During that same span, DEP biologist Elaine Hinsch would write two memos to her superiors, expressing concerns about “Travis,” whose aggressive behavior prompted Herold to call a Stamford nature center in 2008 and ask them to send an attendant with a tranquilizer gun to calm her pet down.
In the second memorandum, dated Oct. 28, 2008, Hinsch wrote that Herold was in “illegal possession” of the chimp that “does not meet the exemption for possession.”
“I am concerned that if he feels threatened or if someone enters his territory he could seriously hurt someone,” Hinsch wrote, adding it was unclear whether Herold’s enclosure for ‘Travis’ in their home was even strong enough to contain him. “…Also, I feel it would be irresponsible to issue a permit if there’s a potential public safety issue. We would just be condoning the activity.
“…I would like to express the urgency of addressing this issue. It is an accident waiting to happen.”
Willinger told Vance that the statute’s directive is clear: “If there’s no permit, seize the chimp. That’s what it says. … You must instinctively know, you must instinctively feel the DEP was negligent. They were wrong morally. They were wrong legally.”
Nash has a suit with a $50 million claim pending against Herold’s estate, and Barainca said Nash is right to proceed with that.
“She deserves both our sympathy and our admiration for her courage in handling it,” the assistant AG said.
But Barainca also said the state had no role in the attack. “The undisputed fact is the claimant was injured by Ms. Herold’s chimpanzee on Ms. Herold’s property,” she said.
And even had the DEP gone to court in an effort to seize Herold’s chimp, there is no guarantee a judge would have supported the department, Barainca said.
Were the state held liable for every tragic injury caused by a motor vehicle or boat operated out of compliance with state regulations, “we simply may not be able to afford many of the regulations we rely on for public order and public safety,” she said.
Barainca also argued that unless the legislature specifically waives the state’s sovereign immunity when it drafts a regulatory statute, then the government cannot be sued for failure to enforce those regulations, adding no such waiver exists in the provisions dealing with primates.
If the state is found negligent, its taxpayers could ultimately be responsible for tens of millions of dollars in damages, she said.

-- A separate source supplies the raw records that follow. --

PR #579, opened 2023-03-13
Fix bug in memory allocation of wake method

lcarver:
double memory allocation of wake (2 numbers) led to runaway memory. Surprised it wasn't spotted before. Bug is now fixed by using pointer instead of extra allocation

### DIFF
--- a/atintegrators/atimplib.c
+++ b/atintegrators/atimplib.c
@@ -260,10 +260,9 @@ void compute_kicks(int nslice,int nturns,int nelem,
 };
 
 
-double *wakefunc_long_resonator(double ds, double freqres, double qfactor, double rshunt, double beta) {
+double *wakefunc_long_resonator(double ds, double freqres, double qfactor, double rshunt, double beta, double *wake) {
 
     double omega, alpha, omegabar;
-    double *wake = malloc(2*sizeof(double));
     wake[0] = 0.0;
     wake[1] = 0.0;
     double dt;
@@ -296,7 +295,6 @@ double *wakefunc_long_resonator(double ds, double freqres, double qfactor, doubl
         wake[0] = 0.0;
         wake[1] = 0.0;
     }            
-    return wake;
 }
 
 
@@ -310,7 +308,7 @@ void compute_kicks_longres(int nslice,int nbunch,int nturns, double *turnhistory
     double ds,wi;
     double *turnhistoryZ = turnhistory+nslice*nbunch*nturns*2;
     double *turnhistoryW = turnhistory+nslice*nbunch*nturns*3;
-    double *wake = malloc(2*sizeof(double));
+    double *wake = atMalloc(2*sizeof(double));
     double vba, vbp;
     double *vbr = vbunch;
     double *vbi = vbunch+nbunch;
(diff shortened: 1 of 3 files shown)


swhite2401:
Ok for me. There are most likely cleaner solutions but at least this one fixes the bug

swhite2401 (approved):

atintegrators/atimplib.c
```diff
@@ -339,7 +337,7 @@ void compute_kicks_longres(int nslice,int nbunch,int nturns, double *turnhistory
                 ds = turnhistoryZ[i]-turnhistoryZ[ii];
                 if(turnhistoryW[ii]>0.0 && ds>=0){
                     wi = turnhistoryW[ii];
-                    wake = wakefunc_long_resonator(ds,freq,qfactor,rshunt,beta);       
+                    wakefunc_long_resonator(ds,freq,qfactor,rshunt,beta,wake);       
                     kz[i-nslice*nbunch*(nturns-1)] += normfact*wi*wake[0];
                     vbeamk[0] += normfact*wi*wake[0]*energy/nbunch;
                     vbeamk[1] -= normfact*wi*wake[1]*energy/nbunch;
```
swhite2401, line 343: Here you probably have to divide by `nslice`

lcarver:
So in the latest version of this PR.
Memory leak problem is solved.
More accurate method of computing the Vbeam is now put in place. Now it computes (correctly!) the weighted mean of the voltage kick experienced by the beam. Previously I was seeing a few strange things, such as noisy Vbeam value turn by turn, which didn't converge with increasing nslice and nparts. This should now be resolved.

Before I merge I would like to redo the benchmarking for the usual things (Qs, transient and checking Vbeam with analytical values)

lcarver:
Full test of all different cases, comparing the Vbeam for a range of currents (with and without zcuts, for phasor and for wake, for Nslice=1 or Nslice>1) have all passed. Agreement is excellent.

image

image

lcarver:
For me this is now ready to merge, I am running the benchmark for Nslice=50 for Qs vs current but to be honest, the Vbeam agrees perfectly so there is no reason it should not pass. 

I leave it a few days anyway before I merge in case someone wants to comment. I will probably merge on friday morning (after Nslice=50 test has passed)

pyat/at/lattice/lattice_object.py
```diff
@@ -629,12 +629,10 @@ def bunch_list(self) -> numpy.ndarray:
...
-    def beam_current(self):
+    def get_beam_current(self):
         return self._beam_current
 
-    @beam_current.setter
-    def beam_current(self, value, clear_history=True):
+    def set_beam_current(self, value, clear_history=True):
         self._beam_current = value
         if clear_history:
             self.set_wake_turnhistory()
```
lfarv, line 638: Better defining the property here:
```python
def get_beam_current(self):
         return self._beam_current

def set_beam_current(self, value, clear_history=True):
    self._beam_current = value
    if clear_history:
        self.set_wake_turnhistory()

beam_current=property(get_beam_current, set_beam_current)
```
rather the defining it out of the class.

atintegrators/atimplib.c
```diff
@@ -306,15 +304,16 @@ void compute_kicks_longres(int nslice,int nbunch,int nturns, double *turnhistory
...
     int rank=0;
     int size=1;
-    int i,ii,ib;
-    double ds,wi;
+    int i,ii,ib,loopstart,loopend;
+    double ds,wi,wii;
     double *turnhistoryZ = turnhistory+nslice*nbunch*nturns*2;
     double *turnhistoryW = turnhistory+nslice*nbunch*nturns*3;
-    double *wake = malloc(2*sizeof(double));
+    double *wake = atMalloc(2*sizeof(double));
```
lfarv, line 311: Why are you allocating dynamically an array of fixed length ?
```C
double wake[2];
```
is more efficient and does not require freeing.

lfarv:
Hi @lcarver. Could you declare all functions in `atimplib.c` as `"static"`. It avoids cluttering the namespace (and prevents name collisions).

atintegrators/atimplib.c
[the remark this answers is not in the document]
lcarver: ok

lcarver:
image

Above plot for slightly higher Rs (13 cavs instead of 11 - explains different shift rate and threshold) and done for Nslice per bunch = 50.

All good for me.

swhite2401 (approved):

The attorney general’s office has filed a motion to dismiss Nash’s application to present her full case to the claims commission.
Vance, who heard oral arguments on that motion Friday, said he would accept further written arguments through Aug. 31, and would issue a ruling likely within a month after that.
If he rules in favor of Nash, that only guarantees her the right to move onto the next step and present her case for damages to the claims commission. If Vance rules she doesn’t have the right to sue the state, Nash can appeal to General Assembly to reconsider his decision.
Nash, 57, who attended Friday’s hearing but did not speak during it, told reporters afterward that “I hope and pray that the commissioner will give me my day in court, and I also pray and hope this will never happen to anyone else again. This is not nice.”
She added she was disappointed in how the attorney general’s office presented it case. “I just feel they didn’t cover the points my attorney had stated.”
Willinger said Though Nash’s health has improved somewhat, Willinger said, she is on 17 different medications and needs further surgeries and physical therapy. “There are tremendously significant bills and … the bills are mounting,” he said.
Nash, who spoke with considerable effort, now lives in a nursing home in Boston. “I miss home,” she said. “When you’re in a facility, you’re alone. It’s hard, but I’m thankful I’m still here.”